A capacidade de mobilização do movimento, que reuniu mais de 5 mil pessoas na Universidade Federal de Santa Maria (UFSM) em assembleia que decidiu apoiar as ocupações, na quinta-feira, também reflete novo mecanismo de articulação. Em vez de aguardar e seguir convocações de líderes estaduais ou nacionais, cada curso, faculdade ou universidade marca assembleias e define o rumo a ser tomado.
Nenhuma resolução é adotada sem passar pelo crivo dos próprios ocupantes. Para o cientista político e professor da Unisinos Bruno Lima Rocha, isso privilegia a "ação direta" nos estabelecimentos de ensino e reduz o nível de influência de correntes e partidos sobre as decisões:
— A novidade é o método, a radicalidade e a democracia de base. Estudantes que não faziam política estão participando e massificando as ocupações.
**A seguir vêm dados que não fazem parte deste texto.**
PR #1171, opened 2025-07-05
SO-101 Support

Viswesh-N:


mani_skill/assets/robots/so101/so101.urdf
```diff
@@ -337,11 +337,11 @@
 
   <!-- Joint from gripper to moving_jaw_so101_v1 -->
   <joint name="gripper" type="revolute">
-    <origin xyz="0.0202 0.0188 -0.0234" rpy="1.5708 -0.909 -1.41553e-15"/>
+    <origin xyz="0.0202 0.0188 -0.0234" rpy="1.5708 -5.24284e-08 -1.41553e-15"/>
```
StoneT2000: this e-08 value should just be 0?

mani_skill/assets/robots/so101/so101.urdf
```diff
@@ -337,11 +337,11 @@
...
     <parent link="gripper_link"/>
     <child link="moving_jaw_so101_v1_link"/>
     <axis xyz="0 0 1"/>
-    <limit effort="0" velocity="10" lower="-1.13778" upper="1.16081"/>
+    <limit effort="10" velocity="10" lower="-0.174533" upper="2.0944"/>
```
StoneT2000, line 344: we don't use effort but just checking these values of 10 are copied from the original so101 urdf, the new calibrated one here right https://github.com/TheRobotStudio/SO-ARM100/blob/main/Simulation/SO101/so101_new_calib.urdf

mani_skill/assets/robots/so101/so101.urdf
```diff
@@ -398,7 +398,7 @@
   <!-- Joint from upper_arm to lower_arm -->
   <!-- Note: 5-degree calibration offset applied to joint limits -->
   <joint name="elbow_flex" type="revolute">
-    <origin xyz="-0.11257 -0.028 1.73763e-16" rpy="-3.63608e-16 0.03 1.5708"/>
+    <origin xyz="-0.11257 -0.028 1.73763e-16" rpy="-3.63608e-16 8.74301e-16 1.4408"/>
```
StoneT2000: e-16 should just be 0

mani_skill/assets/robots/so101/so101.urdf
```diff
@@ -438,7 +438,7 @@
 
   <!-- Joint from base to shoulder -->
   <joint name="shoulder_pan" type="revolute">
-    <origin xyz="0.0388353 -8.97657e-09 0.0624" rpy="3.14159 4.18253e-17 -3.14159"/>
+    <origin xyz="0.0388353 -8.97657e-09 0.0624" rpy="3.14159 4.18253e-17 -3.20159"/>
```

O engajamento é estimulado pelo atual cenário político. A ascensão de Temer à Presidência favoreceu a aproximação de movimentos de esquerda no ambiente estudantil. Em meados dos anos 2000, sob a gestão do PT, por exemplo, os universitários divergiam sobre a proposta de reforma do Ensino Superior. As correntes mais ligadas ao governo da época e aquelas mais hostis aos petistas, vinculadas a PSTU e PSOL, dividiram-se e chegaram a organizar congressos separados para avaliar o tema no Estado.
Agora, compartilham bandeiras de luta. O principal alvo do alunado é a proposta de emenda à Constituição (PEC) que limita os gastos públicos — que na Câmara recebeu o número 241 e agora, no Senado, é a 55 —, mas também os projetos da reforma do Ensino Médio e da Escola sem Partido. A pauta sensibilizou até colegas de instituições particulares como a PUCRS, que se somou à nova onda incluindo algumas reivindicações próprias, a exemplo do combate ao aumento de mensalidades.